Stored items from a collection
------------------------------------------------
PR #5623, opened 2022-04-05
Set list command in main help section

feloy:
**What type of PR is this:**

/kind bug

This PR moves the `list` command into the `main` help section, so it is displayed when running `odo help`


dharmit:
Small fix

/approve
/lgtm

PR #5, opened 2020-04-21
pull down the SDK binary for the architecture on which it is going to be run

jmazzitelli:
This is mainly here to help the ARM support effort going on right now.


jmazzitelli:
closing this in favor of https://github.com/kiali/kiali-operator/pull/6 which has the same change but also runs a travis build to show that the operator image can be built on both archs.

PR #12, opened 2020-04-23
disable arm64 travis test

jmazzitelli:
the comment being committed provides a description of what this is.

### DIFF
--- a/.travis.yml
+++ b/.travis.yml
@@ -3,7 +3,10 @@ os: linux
------------------------------------------------
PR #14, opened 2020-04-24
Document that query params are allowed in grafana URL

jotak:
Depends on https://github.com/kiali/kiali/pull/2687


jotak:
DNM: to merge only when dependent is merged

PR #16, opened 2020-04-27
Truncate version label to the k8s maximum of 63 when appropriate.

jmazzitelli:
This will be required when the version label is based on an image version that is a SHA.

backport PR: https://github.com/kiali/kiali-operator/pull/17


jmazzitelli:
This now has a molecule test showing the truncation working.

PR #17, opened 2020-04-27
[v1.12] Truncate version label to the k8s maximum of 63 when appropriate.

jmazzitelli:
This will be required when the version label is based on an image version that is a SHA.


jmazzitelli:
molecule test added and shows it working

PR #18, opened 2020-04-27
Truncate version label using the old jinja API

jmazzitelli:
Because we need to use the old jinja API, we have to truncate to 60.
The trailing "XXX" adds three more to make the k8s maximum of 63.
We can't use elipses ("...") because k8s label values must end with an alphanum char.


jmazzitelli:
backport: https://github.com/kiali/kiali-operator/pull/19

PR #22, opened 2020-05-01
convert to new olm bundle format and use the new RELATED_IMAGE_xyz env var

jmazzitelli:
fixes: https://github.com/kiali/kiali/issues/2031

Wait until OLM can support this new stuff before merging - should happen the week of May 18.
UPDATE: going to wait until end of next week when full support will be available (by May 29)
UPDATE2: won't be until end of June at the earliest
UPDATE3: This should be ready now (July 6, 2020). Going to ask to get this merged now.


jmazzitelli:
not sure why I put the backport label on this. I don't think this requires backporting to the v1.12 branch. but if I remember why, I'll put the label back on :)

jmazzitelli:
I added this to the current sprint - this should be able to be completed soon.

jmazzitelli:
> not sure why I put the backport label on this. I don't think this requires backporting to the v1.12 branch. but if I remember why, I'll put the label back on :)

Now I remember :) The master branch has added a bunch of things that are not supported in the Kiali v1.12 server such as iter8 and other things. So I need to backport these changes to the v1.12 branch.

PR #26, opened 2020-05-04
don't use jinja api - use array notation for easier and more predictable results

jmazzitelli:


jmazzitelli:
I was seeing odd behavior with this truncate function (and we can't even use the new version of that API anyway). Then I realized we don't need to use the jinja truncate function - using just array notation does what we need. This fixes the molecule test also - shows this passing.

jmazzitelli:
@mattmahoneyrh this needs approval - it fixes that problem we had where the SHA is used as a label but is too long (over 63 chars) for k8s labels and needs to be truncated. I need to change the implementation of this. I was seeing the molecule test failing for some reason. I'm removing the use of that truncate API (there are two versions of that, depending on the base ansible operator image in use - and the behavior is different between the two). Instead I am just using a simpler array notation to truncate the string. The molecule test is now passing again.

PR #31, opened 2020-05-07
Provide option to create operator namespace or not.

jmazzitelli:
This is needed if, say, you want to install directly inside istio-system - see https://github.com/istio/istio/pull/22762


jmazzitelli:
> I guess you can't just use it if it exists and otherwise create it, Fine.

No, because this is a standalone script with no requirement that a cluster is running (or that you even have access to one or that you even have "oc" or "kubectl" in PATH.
------------------------------------------------
Copy the lines of the data above exactly as written, beginning with the line containing "Because we need" and ending with the line containing "PR #22, opened 2020-05-01", and leave out all other lines.

Because we need to use the old jinja API, we have to truncate to 60.
The trailing "XXX" adds three more to make the k8s maximum of 63.
We can't use elipses ("...") because k8s label values must end with an alphanum char.


jmazzitelli:
backport: https://github.com/kiali/kiali-operator/pull/19

PR #22, opened 2020-05-01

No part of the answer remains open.